Output the listing below, all of it, exactly as given.

********************

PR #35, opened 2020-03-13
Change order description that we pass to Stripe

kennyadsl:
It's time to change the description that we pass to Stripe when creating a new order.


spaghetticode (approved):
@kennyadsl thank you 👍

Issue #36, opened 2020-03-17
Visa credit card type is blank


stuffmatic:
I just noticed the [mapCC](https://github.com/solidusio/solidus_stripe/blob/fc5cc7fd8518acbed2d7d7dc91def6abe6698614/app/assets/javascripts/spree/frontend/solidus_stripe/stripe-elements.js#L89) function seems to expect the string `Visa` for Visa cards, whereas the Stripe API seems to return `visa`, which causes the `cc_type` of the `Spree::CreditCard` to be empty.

********************

▶ _ANSWER TO THIS EXERCISE_:
PR #35, opened 2020-03-13
Change order description that we pass to Stripe

kennyadsl:
It's time to change the description that we pass to Stripe when creating a new order.


spaghetticode (approved):
@kennyadsl thank you 👍

Issue #36, opened 2020-03-17
Visa credit card type is blank


stuffmatic:
I just noticed the [mapCC](https://github.com/solidusio/solidus_stripe/blob/fc5cc7fd8518acbed2d7d7dc91def6abe6698614/app/assets/javascripts/spree/frontend/solidus_stripe/stripe-elements.js#L89) function seems to expect the string `Visa` for Visa cards, whereas the Stripe API seems to return `visa`, which causes the `cc_type` of the `Spree::CreditCard` to be empty.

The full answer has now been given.